### YOUR TASK
Count the lines in the data below that have "kaizen" in them, and reply with only that number.

### MATERIAL FOR THIS EXERCISE
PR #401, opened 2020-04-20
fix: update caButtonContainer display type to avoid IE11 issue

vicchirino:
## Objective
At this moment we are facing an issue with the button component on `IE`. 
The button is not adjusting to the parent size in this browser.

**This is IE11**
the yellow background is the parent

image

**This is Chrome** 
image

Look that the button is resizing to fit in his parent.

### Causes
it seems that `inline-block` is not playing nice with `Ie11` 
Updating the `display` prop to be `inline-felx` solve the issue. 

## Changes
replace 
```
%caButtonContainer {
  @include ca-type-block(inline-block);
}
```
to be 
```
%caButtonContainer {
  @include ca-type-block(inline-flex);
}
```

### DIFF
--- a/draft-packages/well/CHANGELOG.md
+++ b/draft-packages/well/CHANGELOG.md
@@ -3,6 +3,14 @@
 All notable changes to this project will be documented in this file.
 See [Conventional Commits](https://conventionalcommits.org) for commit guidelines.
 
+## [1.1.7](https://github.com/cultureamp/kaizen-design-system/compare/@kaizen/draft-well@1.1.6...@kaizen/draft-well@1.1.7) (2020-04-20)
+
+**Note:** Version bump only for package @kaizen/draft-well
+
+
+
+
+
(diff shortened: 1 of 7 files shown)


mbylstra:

* * *

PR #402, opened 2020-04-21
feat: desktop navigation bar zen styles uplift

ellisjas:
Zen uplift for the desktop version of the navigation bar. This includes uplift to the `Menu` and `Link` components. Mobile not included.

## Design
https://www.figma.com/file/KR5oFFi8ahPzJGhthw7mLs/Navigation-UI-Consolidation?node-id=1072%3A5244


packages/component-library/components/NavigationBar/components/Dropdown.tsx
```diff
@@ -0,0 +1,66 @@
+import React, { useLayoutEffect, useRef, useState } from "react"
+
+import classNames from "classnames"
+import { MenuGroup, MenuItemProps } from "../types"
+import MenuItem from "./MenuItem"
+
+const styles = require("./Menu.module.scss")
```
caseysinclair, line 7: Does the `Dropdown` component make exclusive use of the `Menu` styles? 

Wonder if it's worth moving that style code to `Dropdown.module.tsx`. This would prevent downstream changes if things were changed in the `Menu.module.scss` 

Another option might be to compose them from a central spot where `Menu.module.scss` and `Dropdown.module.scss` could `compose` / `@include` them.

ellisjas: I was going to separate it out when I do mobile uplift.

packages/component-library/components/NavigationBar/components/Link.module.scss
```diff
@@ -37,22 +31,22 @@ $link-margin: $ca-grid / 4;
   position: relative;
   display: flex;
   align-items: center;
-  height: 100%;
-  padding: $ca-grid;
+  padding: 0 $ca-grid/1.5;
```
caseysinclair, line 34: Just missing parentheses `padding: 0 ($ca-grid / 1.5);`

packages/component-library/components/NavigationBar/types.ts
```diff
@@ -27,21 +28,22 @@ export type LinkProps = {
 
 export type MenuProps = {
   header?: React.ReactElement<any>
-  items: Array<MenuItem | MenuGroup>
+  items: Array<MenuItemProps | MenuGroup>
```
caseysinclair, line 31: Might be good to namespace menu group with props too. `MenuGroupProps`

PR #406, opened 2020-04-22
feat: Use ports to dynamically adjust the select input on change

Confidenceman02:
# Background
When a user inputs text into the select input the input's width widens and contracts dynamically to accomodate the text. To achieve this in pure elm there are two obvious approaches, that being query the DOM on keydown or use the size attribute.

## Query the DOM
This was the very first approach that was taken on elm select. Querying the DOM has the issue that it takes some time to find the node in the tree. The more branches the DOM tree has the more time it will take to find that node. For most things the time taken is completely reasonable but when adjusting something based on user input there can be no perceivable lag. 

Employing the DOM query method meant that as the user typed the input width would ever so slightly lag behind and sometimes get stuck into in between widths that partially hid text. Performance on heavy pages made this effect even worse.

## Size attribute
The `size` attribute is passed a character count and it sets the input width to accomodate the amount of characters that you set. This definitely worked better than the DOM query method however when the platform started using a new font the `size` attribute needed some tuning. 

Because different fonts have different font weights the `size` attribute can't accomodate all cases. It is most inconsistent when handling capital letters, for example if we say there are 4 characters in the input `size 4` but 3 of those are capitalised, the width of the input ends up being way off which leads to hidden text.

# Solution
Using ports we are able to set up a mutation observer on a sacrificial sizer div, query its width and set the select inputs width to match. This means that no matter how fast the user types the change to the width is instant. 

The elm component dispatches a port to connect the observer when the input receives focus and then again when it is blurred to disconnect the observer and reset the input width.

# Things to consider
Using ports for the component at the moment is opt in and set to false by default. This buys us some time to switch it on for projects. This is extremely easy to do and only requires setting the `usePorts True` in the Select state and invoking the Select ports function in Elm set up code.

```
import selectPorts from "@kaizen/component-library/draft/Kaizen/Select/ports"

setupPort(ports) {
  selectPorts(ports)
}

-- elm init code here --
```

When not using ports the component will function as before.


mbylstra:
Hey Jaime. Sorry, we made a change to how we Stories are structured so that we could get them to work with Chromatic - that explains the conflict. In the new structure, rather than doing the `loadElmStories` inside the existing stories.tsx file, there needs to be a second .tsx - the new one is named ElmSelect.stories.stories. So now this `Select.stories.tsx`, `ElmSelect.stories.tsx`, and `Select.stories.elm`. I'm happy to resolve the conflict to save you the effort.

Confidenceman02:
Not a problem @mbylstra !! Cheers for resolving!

---

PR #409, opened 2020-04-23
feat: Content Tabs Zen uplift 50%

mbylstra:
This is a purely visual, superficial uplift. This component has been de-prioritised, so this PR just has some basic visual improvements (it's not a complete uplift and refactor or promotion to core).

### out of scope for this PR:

### EXERCISE OUTPUT
3